BEGIN Data supplied

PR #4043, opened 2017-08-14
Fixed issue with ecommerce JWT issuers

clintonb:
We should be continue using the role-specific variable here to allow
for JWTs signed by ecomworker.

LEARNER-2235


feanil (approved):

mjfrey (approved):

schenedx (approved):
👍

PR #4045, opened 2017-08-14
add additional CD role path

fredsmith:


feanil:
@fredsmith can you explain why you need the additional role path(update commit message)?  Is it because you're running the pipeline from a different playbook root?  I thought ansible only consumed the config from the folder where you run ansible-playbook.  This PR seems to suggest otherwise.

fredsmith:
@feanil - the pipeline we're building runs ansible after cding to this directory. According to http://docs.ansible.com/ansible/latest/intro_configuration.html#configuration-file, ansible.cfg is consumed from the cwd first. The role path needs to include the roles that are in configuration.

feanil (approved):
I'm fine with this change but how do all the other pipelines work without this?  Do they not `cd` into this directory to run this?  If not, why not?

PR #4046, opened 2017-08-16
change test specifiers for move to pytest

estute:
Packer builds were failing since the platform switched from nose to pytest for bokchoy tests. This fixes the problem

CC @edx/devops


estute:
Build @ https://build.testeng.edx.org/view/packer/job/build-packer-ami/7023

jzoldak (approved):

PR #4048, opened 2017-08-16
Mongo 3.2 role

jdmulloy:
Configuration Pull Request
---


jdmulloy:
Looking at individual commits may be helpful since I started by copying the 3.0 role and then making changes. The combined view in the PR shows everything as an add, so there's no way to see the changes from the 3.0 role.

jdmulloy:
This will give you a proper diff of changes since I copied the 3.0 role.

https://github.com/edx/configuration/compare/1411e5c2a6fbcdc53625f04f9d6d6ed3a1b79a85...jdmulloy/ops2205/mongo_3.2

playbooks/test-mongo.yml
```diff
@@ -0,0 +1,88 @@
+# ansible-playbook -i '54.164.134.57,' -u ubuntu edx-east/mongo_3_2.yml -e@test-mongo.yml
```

END Data supplied

# Try it
Write out all the entries once more, exactly.

# Answer area
PR #4043, opened 2017-08-14
Fixed issue with ecommerce JWT issuers

clintonb:
We should be continue using the role-specific variable here to allow
for JWTs signed by ecomworker.

LEARNER-2235


feanil (approved):

mjfrey (approved):

schenedx (approved):
👍

PR #4045, opened 2017-08-14
add additional CD role path

fredsmith:


feanil:
@fredsmith can you explain why you need the additional role path(update commit message)?  Is it because you're running the pipeline from a different playbook root?  I thought ansible only consumed the config from the folder where you run ansible-playbook.  This PR seems to suggest otherwise.

fredsmith:
@feanil - the pipeline we're building runs ansible after cding to this directory. According to http://docs.ansible.com/ansible/latest/intro_configuration.html#configuration-file, ansible.cfg is consumed from the cwd first. The role path needs to include the roles that are in configuration.

feanil (approved):
I'm fine with this change but how do all the other pipelines work without this?  Do they not `cd` into this directory to run this?  If not, why not?

PR #4046, opened 2017-08-16
change test specifiers for move to pytest

estute:
Packer builds were failing since the platform switched from nose to pytest for bokchoy tests. This fixes the problem

CC @edx/devops


estute:
Build @ https://build.testeng.edx.org/view/packer/job/build-packer-ami/7023

jzoldak (approved):

PR #4048, opened 2017-08-16
Mongo 3.2 role

jdmulloy:
Configuration Pull Request
---


jdmulloy:
Looking at individual commits may be helpful since I started by copying the 3.0 role and then making changes. The combined view in the PR shows everything as an add, so there's no way to see the changes from the 3.0 role.

jdmulloy:
This will give you a proper diff of changes since I copied the 3.0 role.

https://github.com/edx/configuration/compare/1411e5c2a6fbcdc53625f04f9d6d6ed3a1b79a85...jdmulloy/ops2205/mongo_3.2

playbooks/test-mongo.yml
```diff
@@ -0,0 +1,88 @@
+# ansible-playbook -i '54.164.134.57,' -u ubuntu edx-east/mongo_3_2.yml -e@test-mongo.yml
```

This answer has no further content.